- Task directions
Your response should contain every line from the data below that holds the string "sent".

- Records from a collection
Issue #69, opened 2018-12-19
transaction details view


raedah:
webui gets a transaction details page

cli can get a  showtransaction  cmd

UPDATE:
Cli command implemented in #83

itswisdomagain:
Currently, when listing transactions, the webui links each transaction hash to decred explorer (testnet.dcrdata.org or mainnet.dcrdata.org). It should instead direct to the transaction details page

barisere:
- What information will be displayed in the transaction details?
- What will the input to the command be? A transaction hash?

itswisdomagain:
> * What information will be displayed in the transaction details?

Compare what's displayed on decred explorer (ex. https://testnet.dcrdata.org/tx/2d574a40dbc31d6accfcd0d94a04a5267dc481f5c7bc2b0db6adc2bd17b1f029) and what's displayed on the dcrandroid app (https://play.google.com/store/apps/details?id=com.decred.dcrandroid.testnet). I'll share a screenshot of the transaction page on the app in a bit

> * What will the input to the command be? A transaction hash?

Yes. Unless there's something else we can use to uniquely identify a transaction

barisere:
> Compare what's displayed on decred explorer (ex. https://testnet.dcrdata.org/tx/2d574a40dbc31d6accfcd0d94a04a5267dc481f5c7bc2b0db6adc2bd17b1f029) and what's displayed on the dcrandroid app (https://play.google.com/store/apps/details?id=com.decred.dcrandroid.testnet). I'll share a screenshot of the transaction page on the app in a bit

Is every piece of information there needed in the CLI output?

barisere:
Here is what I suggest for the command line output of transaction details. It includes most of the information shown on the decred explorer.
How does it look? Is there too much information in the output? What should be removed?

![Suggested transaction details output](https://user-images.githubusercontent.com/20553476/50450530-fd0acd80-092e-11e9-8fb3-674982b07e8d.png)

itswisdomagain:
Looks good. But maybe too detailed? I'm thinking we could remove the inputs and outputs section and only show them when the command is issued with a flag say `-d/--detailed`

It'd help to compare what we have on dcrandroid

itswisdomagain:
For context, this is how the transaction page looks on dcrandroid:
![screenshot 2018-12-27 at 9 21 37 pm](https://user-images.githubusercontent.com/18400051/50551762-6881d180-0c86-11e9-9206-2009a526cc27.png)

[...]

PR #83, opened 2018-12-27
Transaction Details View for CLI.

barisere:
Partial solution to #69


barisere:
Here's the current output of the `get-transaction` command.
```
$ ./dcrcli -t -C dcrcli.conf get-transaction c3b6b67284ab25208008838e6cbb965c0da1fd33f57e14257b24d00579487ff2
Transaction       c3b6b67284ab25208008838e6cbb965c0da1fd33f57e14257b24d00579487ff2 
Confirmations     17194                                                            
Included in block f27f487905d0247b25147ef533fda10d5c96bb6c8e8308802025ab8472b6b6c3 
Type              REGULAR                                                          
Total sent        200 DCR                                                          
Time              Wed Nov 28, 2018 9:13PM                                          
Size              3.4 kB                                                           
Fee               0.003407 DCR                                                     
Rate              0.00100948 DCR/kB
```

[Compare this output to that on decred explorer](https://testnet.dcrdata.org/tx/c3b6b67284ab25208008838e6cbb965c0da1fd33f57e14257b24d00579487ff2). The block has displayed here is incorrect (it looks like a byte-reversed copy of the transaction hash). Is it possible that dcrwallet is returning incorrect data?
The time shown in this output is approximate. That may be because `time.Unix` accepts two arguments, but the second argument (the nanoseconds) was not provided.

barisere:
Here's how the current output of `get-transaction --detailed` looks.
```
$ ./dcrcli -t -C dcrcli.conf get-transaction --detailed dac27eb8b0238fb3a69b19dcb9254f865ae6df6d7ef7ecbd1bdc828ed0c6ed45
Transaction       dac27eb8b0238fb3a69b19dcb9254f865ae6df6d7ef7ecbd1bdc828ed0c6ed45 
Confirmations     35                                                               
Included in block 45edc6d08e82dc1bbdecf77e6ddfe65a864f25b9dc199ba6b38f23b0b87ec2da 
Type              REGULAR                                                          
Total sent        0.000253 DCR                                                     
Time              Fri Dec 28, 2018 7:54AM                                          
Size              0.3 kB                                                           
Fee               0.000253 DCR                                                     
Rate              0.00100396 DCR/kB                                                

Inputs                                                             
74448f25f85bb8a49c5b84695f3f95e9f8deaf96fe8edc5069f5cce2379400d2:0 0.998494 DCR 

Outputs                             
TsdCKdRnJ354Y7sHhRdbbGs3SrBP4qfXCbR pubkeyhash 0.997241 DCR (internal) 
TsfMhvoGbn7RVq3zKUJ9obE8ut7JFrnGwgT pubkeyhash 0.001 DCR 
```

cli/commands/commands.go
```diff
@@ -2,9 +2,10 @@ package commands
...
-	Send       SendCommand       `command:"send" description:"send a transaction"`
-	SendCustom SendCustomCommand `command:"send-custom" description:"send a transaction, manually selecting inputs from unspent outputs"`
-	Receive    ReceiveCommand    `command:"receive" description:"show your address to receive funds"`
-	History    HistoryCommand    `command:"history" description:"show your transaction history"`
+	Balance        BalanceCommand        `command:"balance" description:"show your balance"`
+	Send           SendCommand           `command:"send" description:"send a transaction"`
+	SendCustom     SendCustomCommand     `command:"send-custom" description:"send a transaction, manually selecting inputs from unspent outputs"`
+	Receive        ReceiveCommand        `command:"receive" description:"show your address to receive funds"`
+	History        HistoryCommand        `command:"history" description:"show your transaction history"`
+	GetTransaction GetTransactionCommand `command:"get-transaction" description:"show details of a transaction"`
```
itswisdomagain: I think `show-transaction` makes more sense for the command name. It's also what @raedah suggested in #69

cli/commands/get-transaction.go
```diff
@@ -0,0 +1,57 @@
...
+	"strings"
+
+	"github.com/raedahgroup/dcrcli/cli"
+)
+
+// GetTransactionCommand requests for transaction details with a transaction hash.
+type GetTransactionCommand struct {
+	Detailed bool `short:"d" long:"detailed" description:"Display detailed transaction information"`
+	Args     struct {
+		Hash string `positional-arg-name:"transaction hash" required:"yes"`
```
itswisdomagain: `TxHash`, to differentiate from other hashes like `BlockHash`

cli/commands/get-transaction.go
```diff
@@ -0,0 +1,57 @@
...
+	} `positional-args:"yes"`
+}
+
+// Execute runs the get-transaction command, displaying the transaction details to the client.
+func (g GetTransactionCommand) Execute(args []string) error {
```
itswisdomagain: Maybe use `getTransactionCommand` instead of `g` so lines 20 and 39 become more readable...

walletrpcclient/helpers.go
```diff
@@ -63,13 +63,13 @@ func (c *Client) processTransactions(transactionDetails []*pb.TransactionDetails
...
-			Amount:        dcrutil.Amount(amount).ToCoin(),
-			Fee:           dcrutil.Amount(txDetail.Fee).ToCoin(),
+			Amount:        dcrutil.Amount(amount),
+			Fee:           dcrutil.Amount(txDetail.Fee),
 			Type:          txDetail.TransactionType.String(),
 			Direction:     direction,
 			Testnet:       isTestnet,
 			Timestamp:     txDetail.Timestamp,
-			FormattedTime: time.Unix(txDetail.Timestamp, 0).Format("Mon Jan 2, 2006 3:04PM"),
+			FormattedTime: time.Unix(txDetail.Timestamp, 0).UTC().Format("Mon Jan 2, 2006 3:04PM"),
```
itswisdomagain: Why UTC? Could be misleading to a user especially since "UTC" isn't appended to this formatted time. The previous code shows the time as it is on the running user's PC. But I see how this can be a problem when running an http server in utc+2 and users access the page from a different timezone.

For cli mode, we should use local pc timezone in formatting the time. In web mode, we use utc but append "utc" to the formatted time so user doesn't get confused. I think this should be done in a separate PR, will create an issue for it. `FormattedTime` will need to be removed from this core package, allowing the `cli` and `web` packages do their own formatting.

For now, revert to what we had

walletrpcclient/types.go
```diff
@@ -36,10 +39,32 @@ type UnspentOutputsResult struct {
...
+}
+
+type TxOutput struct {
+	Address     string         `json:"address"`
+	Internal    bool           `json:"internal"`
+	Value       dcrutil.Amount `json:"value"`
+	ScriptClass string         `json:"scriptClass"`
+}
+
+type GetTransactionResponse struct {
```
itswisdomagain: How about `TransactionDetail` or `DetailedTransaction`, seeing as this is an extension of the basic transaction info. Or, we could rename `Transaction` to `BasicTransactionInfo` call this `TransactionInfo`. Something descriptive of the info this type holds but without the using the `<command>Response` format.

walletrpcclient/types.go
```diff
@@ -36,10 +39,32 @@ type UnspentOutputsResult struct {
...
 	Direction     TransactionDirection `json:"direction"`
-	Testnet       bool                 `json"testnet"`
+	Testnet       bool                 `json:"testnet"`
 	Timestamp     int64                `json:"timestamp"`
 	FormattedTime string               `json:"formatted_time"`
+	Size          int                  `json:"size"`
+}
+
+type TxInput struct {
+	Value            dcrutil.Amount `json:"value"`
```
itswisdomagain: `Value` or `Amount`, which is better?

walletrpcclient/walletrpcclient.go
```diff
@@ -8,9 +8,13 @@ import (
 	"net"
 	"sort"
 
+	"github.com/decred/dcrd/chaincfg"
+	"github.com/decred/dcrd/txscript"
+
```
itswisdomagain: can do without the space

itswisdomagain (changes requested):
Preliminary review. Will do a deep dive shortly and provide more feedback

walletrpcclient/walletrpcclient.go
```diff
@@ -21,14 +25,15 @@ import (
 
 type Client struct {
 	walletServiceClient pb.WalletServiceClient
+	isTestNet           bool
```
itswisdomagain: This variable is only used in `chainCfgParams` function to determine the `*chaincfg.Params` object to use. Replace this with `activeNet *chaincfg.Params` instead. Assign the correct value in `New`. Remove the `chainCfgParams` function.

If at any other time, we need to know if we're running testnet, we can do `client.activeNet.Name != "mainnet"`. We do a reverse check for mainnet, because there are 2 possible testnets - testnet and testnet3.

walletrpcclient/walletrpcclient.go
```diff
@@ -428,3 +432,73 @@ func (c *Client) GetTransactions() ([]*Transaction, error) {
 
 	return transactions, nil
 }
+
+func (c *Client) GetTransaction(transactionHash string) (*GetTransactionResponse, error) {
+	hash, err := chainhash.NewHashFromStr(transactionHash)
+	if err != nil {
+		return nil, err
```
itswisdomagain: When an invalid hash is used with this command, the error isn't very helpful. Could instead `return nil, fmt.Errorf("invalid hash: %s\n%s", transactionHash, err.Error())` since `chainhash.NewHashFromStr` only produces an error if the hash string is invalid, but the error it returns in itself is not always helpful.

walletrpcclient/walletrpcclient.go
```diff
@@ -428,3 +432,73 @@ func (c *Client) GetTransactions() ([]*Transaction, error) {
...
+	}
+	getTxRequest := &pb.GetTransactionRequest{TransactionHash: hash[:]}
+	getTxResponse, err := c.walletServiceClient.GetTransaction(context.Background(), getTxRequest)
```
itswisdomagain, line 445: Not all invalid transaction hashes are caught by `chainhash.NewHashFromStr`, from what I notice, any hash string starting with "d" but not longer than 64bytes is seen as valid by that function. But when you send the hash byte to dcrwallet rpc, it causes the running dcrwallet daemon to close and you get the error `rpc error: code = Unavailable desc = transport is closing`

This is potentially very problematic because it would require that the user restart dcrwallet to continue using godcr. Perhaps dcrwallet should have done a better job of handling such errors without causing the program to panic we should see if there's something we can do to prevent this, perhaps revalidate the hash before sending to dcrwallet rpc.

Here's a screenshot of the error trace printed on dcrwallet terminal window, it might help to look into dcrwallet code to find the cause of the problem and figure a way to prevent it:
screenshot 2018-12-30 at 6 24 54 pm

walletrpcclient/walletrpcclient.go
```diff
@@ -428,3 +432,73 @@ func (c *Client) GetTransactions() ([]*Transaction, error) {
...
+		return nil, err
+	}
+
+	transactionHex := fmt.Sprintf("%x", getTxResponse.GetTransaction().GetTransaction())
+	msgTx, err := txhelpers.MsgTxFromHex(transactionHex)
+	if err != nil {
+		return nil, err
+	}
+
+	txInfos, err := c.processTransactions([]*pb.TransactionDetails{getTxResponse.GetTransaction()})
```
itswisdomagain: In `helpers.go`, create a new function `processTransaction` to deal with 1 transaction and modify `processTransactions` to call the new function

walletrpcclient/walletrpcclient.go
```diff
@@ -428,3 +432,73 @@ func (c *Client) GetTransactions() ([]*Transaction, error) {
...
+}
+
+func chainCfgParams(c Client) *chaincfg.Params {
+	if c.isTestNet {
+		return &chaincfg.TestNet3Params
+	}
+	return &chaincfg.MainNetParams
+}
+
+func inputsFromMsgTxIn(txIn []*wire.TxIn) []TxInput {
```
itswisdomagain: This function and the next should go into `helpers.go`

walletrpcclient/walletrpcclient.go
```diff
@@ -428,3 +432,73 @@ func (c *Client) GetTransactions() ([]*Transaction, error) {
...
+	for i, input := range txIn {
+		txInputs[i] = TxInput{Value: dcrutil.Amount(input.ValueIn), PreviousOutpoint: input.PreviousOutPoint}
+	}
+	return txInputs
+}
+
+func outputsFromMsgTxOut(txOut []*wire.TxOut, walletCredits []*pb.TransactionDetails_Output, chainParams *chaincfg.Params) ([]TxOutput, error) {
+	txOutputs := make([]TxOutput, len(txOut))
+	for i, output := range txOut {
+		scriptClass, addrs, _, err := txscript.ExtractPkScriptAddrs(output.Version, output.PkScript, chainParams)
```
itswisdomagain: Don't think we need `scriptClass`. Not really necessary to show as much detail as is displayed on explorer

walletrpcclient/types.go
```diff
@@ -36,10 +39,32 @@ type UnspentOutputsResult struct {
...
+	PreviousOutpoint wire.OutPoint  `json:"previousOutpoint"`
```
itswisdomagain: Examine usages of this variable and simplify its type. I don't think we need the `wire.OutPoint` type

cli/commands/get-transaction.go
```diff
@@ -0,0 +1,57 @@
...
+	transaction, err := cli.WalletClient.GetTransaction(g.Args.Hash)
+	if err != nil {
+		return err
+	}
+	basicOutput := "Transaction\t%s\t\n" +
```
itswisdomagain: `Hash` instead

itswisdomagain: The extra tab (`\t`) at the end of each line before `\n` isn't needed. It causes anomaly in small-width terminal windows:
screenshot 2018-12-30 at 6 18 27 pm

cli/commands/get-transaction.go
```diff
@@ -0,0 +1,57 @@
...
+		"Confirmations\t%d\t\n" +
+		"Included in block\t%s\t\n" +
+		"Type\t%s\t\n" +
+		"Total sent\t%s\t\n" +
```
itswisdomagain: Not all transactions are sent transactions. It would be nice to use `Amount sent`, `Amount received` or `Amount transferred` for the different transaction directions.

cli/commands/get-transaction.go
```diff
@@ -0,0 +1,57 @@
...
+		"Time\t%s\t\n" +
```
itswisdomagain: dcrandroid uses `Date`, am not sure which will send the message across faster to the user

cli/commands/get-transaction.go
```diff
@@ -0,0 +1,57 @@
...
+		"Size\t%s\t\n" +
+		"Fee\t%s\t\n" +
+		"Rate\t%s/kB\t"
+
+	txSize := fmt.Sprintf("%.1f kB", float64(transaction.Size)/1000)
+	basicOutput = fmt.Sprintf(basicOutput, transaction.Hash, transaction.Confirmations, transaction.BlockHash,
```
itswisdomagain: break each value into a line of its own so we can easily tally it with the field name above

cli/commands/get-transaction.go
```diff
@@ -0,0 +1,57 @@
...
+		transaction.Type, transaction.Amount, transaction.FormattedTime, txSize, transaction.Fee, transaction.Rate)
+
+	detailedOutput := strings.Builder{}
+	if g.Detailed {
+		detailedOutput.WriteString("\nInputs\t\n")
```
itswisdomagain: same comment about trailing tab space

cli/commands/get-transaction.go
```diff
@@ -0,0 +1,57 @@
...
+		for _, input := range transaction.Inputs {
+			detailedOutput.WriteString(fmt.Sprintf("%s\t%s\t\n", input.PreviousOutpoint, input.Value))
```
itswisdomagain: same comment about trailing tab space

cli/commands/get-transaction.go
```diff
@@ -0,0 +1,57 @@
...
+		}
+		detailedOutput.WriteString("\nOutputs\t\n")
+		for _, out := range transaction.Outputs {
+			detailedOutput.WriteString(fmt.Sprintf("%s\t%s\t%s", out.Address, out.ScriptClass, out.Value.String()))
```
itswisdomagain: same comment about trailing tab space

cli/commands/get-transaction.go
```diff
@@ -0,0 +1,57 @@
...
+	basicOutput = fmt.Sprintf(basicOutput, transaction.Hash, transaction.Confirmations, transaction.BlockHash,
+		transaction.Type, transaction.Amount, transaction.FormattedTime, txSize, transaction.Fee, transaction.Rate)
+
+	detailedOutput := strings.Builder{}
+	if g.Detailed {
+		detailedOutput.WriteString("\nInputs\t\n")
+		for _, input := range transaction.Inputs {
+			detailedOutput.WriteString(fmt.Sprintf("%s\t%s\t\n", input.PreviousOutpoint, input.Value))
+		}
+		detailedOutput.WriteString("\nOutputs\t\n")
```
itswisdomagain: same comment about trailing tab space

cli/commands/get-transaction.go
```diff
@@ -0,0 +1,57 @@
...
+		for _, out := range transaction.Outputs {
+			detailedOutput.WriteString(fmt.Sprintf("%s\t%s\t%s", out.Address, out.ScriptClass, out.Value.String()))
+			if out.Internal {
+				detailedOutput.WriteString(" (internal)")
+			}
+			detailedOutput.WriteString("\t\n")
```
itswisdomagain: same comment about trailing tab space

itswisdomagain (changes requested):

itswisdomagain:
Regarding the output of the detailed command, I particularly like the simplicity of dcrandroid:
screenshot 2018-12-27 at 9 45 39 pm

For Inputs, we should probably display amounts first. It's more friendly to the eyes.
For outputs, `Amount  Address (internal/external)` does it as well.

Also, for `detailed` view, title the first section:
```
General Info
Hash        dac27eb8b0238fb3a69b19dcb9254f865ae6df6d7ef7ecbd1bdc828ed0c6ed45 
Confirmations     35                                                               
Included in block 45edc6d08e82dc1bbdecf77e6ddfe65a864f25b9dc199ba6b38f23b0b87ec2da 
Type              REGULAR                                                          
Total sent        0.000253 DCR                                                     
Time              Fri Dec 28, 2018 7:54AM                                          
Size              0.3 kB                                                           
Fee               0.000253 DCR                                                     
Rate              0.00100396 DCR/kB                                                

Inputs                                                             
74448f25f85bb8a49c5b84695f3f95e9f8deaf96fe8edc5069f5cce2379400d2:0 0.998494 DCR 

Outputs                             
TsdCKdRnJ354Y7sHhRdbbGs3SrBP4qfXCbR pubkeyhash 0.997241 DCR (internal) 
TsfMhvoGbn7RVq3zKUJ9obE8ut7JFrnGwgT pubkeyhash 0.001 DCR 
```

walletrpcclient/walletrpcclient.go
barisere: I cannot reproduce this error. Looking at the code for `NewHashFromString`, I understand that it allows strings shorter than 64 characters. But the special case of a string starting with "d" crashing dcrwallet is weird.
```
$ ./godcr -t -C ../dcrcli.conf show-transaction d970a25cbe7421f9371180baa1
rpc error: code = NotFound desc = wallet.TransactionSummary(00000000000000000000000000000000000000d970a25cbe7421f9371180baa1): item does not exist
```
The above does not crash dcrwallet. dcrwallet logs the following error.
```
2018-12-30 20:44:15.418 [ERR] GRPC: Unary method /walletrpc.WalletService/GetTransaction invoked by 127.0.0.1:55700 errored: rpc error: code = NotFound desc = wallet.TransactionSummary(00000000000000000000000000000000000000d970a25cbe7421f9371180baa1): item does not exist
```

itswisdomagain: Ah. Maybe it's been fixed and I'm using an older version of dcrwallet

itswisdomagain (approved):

- Solution below
Total sent        200 DCR                                                          
Total sent        0.000253 DCR                                                     
+		"Total sent\t%s\t\n" +
itswisdomagain: Not all transactions are sent transactions. It would be nice to use `Amount sent`, `Amount received` or `Amount transferred` for the different transaction directions.
Total sent        0.000253 DCR                                                     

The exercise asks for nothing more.